Mizuho’s cash flow per share estimate is approximately 13% below consensus, but includes $2.5-3.0 billion of seasonal cash tax payments as guided by the company, while its capital expenditure estimate of $7.3 billion is about 5% above Street expectations but aligns with ExxonMobil’s full-year guidance of $27-29 billion.
The firm maintains its Neutral stance on ExxonMobil with a net asset value-based price target of $124 per share, with a modest production ramp anticipated in the second half of 2025.

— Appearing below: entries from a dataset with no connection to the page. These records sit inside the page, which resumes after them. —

PR #2146, opened 2025-06-17
v1 of an updated DeltaHATE that works with the new chapters

hexadexx:
## Description
I've attempted to make something like DeltaHATE, for the newer versions of the game. I've tested it and it works as well as I can get it to, though as it is a randomizer behaviour may be inconsistent.

### Caveats
Due to some sprites breaking undertale when shuffled (culprits not yet found) there is a whole ton of softlocks. If anyone knows the sprites, please feel free to add them to the exclusion list.

### Notes
This is one of my first scripts, though I've been working on it for a while. Hope this is useful to at least someone.

### DIFF
--- a/UndertaleModTool/Scripts/UTDR Scripts/UTDRShuffler.csx
+++ b/UndertaleModTool/Scripts/UTDR Scripts/UTDRShuffler.csx
@@ -1,0 +1,1049 @@
+using System.Linq;
+using System.IO;
+
+EnsureDataLoaded();
+
+static Random rng;
+
+ScriptMessage("Thank you to redspah for creating HATE, krzys-h for creating DeltaHATE, and anyone else involved with them for being a massive help.");
+
+string seedInput = "0";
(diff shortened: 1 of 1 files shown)


sennaako:
What's DeltaHATE and why did it get closed? No reason was given.

Vào CN, 14 thg 9, 2025 lúc 12:25 Deleted user ***@***.***> đã
viết:

Jacky720:
HATE, aka Undertale Corruptions, is an old Undertale mod that randomizes sprites, dialogue, etc with the goal of producing funny moments in exchange for sometimes breaking the game. DeltaHATE is the same thing for Deltarune, which has been prototyped several times over the last seven years (including at least one that worked pretty well on chapters 1&2 but whose author requested it not be hosted with UTMT).

This pull request was closed automatically because the user who was hosting it (not the same as the user who opened the PR) apparently had their GitHub account deleted, and you can't pull changes from an account that doesn't exist.

PR #2154, opened 2025-06-19
Use the selected code for code search.

### LINKED ISSUE #2143: When using "Find in code" (`Ctrl+Shift+F`), use the selection from the code editor.

UI/UX

It would be neat if when you use "Find in code" feature, it would insert the currently selected code from opened code editor into the search query (e.g. like when you use `Ctrl+F` in a browser).
Though, I think it only should do that if the selection is not too long?

VladiStep:
## Description
Closes #2143.


UndertaleModTool/Windows/SearchInCodeWindow.xaml.cs
```diff
@@ -53,9 +53,20 @@ public partial class SearchInCodeWindow : Window
...
+            if (query is not null)
+            {
+                if (query.Length > 256 || query.Count(x => x == '\n') > 16)
+                    return; // Ignore if the query is longer than 256 characters or 16 lines.
+
+                SearchTextBox.Text = query;
+                SearchTextBox.SelectAll();
+            }
+
+            InAssemblyCheckBox.IsChecked = inAssembly;
```
colinator27, line 69: Very small logic thing, but I think the `return` from above will accidentally skip this if you're selecting a lot of text in diassembly.

VladiStep: Hm, but if the length is too big, then it shouldn't check the checkbox as it counts as you have selected nothing in disassembly?

colinator27: I would think the user *intended* to search in the disassembly if that's the standard selection behavior... but not sure. Your call, I guess. I don't care too much.

VladiStep:
> 0 conflicts

Ummm, okay
image

colinator27 (approved):
Did a quick test on my end, and it seems to work well!

PR #2176, opened 2025-06-26
Add the missing "Select fonts" functionality in "ExportAllFonts.csx" script.

VladiStep:
## Description
When there was the "ExportFontData.csx" script, there was a window that allowed you to select only few fonts for exporting.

In other recent news, ExxonMobil’s upcoming earnings report has garnered attention, with UBS maintaining its Buy rating and setting a price target of $130. UBS projects ExxonMobil’s second-quarter 2025 adjusted earnings per share to be $1.66, surpassing the Street consensus of $1.52, although lower than the previous quarter’s $1.76. The anticipated decline is attributed to falling oil prices, despite partially recovering refining margins. Meanwhile, TD Cowen has increased its price target for ExxonMobil to $128 from $120, citing higher near-term earnings expectations. This adjustment reflects ExxonMobil’s strategic efforts, including the integration of Pioneer Natural Resources (NYSE:PXD) and potential synergies. Additionally, Evercore ISI has reiterated an Outperform rating with a $120 price target, emphasizing ExxonMobil’s strategic advantages and efficient cost structure. The company’s focus on technology and low-carbon initiatives, as noted by UBS, further strengthens its position in the energy sector. These developments highlight ExxonMobil’s continued strategic maneuvers and strong positioning in the market.